W 17. serii zmagań na plac gry nie wyszła Wissa Szczuczyn, gdyż beniaminek pauzował, ale za to na murawie zobaczyliśmy Jagiellonię II Białystok. Drugi garnitur Dumy Podlasia zagrał z plasującym się w rejonach strefy spadkowej Pelikanem Łowicz. Starcie, z powodu montażu hali pneumatycznej na obiekcie przy ul. Elewatorskiej, doszło do skutku na stadionie miejskim w Wysokiem Mazowieckiem.
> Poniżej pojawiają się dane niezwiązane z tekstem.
PR #1037, opened 2021-01-18
Feat/tgrun default overrides

DanStough:
Pivoted a little from the original plan to use CLI flags for everything to just using a `--spec` flag at the CLI per @emosbaugh's suggestion. If you want to test the `tgrun` changes:

```bash
./bin/tgrun queue --staging --spec "$(cat ./hack/test-spec.yaml)" --ref user-test
# OR
./bin/tgrun queue --staging --latest-only --ref user-test
```

When this gets merged I have a PR for metrics-server that I will make to test out the action.

Lessons learned:
- [StringToString flag type doesn't play well with Viper AutoEnv](https://github.com/spf13/viper/issues/911) - not worth the effort now IMHO
- As a GH Actions newbie: the checkout action only checks out one commit -> makes it hard to do a diff in this case.

### DIFF
--- a/testgrid/tgrun/pkg/scheduler/scheduler.go
+++ b/testgrid/tgrun/pkg/scheduler/scheduler.go
@@ -4,6 +4,7 @@ import (
 	"bytes"
 	"encoding/json"
 	"fmt"
+	"gopkg.in/yaml.v2"
 	"io/ioutil"
 	"math/rand"
 	"net/http"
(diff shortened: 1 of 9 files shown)


testgrid/tgrun/pkg/scheduler/scheduler.go
```diff
@@ -107,11 +113,42 @@ func Run(schedulerOptions types.SchedulerOptions) error {
...
+	fmt.Printf("Started tests on %d specs across %d images\n", len(kurlPlans), len(operatingSystems))
 
 	return nil
 }
 
+func getKurlPlans(schedulerOptions types.SchedulerOptions) ([]types.Instance, error) {
+	var kurlPlans []types.Instance
+
+	// Custom Kurl Spec takes precedence
+	if schedulerOptions.Spec != "" {
```
emosbaugh, line 125: is tgapi open? last time i checked i think it was. i worry that this is a security issue as it may open us up to arbitrary specs being run. right now we dont have anything like addon `script` or `helm` but if we did wouldnt this be an issue? @laverya wanna weigh in here?

emosbaugh (approved):

PR #266, opened 2017-04-05
Minor bug fixes

MDPolaris:
RHEL/CentOS python packages are changing names and it is being rolled out in phases. The pip package has been changed to python2-pip. 

libgit now requires python-cffi, which is still on the old naming scheme.

Salt has replaced tar_options with options. tar_options is deprecated now.

The pip install command was missing the version number which could lead to a failure during installation if the libgit version being built is not the most recent.

### DIFF
--- a/salt/master_utils/libgit.sls
+++ b/salt/master_utils/libgit.sls
@@ -22,7 +22,8 @@
             'make',
             'openssl-devel',
             'libssh-devel',
-            'python-pip',
+            'python2-pip',
+            'python-cffi',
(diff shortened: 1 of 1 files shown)


pdpinch:
@mitodl/devops what should we do with this PR?

MDPolaris:
From my perspective, I realized there was another bug with my changes. I
had hoped to get back to this sooner, but you can reject the PR. I'll
resubmit when i resolve that issue.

Toczony w niedzielne (7.11) popołudnie mecz był nietypowy, ponieważ sędzia prowadzący zawody podyktował aż 3 rzuty karne. Już w 6. minucie celny strzał z wapna oddał Tomasz Kolus, dzięki czemu ekipa gości szybko znalazła się na prowadzeniu, aczkolwiek zespół z Łowicza wyniku 1:0 do przerwy nie utrzymał, gdyż tuż przed zejściem do szatni jedenastkę wykorzystał też Krzysztof Toporkiewicz.
Po zmianie stron więcej goli już nie padło, choć trzeba zaznaczyć, że przyjezdni mieli jedną wyborną okazję do strzelenia bramki. W 84. minucie na korzyść Pelikana podyktowany został bowiem kolejny rzut karny, ale tym razem z uderzeniem rywala stojący między słupkami Sławomir Abramowicz sobie poradził, dlatego pojedynek zakończył się rezultatem 1:1 oznaczającym podział punktów.
W następnej kolejce białostoczanie zmierzą się na wyjeździe z ŁKS-em II Łódź, natomiast Wissa podejmie u siebie Unię Skierniewice.
Aktualna tabela rozgrywek: Ściąga kibica. Gra Ekstraklasa oraz I, II i III liga, a także CLJ
Jagiellonia II Białystok - Pelikan Łowicz 1:1 (1:1)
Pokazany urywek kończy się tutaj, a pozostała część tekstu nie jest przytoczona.